DATA IN THIS EXERCISE below:
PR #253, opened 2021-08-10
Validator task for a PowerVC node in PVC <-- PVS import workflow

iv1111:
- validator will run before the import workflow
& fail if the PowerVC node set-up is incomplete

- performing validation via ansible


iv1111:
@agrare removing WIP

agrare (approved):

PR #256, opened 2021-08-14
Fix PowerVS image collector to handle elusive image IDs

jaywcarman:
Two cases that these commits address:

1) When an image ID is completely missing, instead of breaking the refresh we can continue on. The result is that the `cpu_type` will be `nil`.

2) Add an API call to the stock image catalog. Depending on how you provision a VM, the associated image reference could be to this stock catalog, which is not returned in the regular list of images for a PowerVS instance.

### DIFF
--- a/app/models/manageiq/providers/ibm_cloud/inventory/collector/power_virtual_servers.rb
End of DATA IN THIS EXERCISE.
DATA IN THIS EXERCISE below:
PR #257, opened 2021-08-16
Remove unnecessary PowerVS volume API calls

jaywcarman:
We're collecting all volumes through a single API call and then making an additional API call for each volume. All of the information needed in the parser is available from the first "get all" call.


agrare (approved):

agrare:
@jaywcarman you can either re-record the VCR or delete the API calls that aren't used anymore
End of DATA IN THIS EXERCISE.
DATA IN THIS EXERCISE below:
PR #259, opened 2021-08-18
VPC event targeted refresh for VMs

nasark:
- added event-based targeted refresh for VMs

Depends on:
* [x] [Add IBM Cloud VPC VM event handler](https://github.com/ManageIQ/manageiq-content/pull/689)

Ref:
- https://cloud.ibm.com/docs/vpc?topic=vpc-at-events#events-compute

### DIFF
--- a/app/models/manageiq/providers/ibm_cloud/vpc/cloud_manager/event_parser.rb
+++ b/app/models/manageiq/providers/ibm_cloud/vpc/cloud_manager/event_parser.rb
End of DATA IN THIS EXERCISE.
● EXERCISE AIM
The word is "refresh". Copy every line above where it appears.

● RESULT OF THIS TASK
1) When an image ID is completely missing, instead of breaking the refresh we can continue on. The result is that the `cpu_type` will be `nil`.
VPC event targeted refresh for VMs
- added event-based targeted refresh for VMs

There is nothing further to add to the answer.